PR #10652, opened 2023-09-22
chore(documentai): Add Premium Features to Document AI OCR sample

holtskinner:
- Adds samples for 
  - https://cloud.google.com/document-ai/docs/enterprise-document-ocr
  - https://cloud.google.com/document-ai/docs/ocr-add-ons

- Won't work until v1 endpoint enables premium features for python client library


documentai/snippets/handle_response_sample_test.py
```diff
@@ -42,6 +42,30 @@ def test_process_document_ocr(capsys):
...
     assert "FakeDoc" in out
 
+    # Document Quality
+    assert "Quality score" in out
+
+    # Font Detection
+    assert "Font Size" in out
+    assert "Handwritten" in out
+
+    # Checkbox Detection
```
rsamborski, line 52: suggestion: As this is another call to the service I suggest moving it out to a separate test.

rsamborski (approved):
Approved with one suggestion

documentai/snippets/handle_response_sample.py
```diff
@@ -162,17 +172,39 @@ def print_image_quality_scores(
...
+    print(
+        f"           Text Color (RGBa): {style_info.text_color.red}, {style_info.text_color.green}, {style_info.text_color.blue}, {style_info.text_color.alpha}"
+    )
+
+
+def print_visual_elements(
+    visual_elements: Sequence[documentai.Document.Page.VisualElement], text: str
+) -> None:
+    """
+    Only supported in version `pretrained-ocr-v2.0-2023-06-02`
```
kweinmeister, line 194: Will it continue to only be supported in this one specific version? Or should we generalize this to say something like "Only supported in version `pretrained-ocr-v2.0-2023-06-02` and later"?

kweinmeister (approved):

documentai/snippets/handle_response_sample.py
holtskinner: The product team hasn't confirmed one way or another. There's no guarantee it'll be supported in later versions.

===============

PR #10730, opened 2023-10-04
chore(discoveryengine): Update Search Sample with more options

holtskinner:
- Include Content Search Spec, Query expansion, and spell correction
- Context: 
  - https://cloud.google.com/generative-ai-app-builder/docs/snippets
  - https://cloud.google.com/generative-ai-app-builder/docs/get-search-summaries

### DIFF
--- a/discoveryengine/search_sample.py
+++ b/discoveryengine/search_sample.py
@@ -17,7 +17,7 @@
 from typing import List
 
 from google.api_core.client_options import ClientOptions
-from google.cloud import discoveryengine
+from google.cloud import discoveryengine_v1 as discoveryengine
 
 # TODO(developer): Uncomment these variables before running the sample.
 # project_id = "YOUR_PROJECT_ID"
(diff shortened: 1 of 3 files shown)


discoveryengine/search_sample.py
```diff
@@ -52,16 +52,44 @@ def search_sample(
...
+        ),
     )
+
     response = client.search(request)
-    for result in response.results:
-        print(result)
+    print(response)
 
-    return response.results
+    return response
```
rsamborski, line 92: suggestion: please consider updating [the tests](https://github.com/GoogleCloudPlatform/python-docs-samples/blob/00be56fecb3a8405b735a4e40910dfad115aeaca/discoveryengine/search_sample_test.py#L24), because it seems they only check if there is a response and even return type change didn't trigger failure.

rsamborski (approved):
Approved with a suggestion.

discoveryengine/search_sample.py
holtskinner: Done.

===============

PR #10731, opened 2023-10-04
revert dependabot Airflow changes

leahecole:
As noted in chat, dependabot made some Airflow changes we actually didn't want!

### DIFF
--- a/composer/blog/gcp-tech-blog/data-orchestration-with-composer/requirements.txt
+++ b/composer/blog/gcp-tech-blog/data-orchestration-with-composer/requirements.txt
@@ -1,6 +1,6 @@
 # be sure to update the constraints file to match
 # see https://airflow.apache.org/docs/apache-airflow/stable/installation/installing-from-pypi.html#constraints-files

===============

__EXERCISE__
If a line in the material contains the word "constraints", copy that line.

__OUTPUT OF THE TASK__
 # be sure to update the constraints file to match
 # see https://airflow.apache.org/docs/apache-airflow/stable/installation/installing-from-pypi.html#constraints-files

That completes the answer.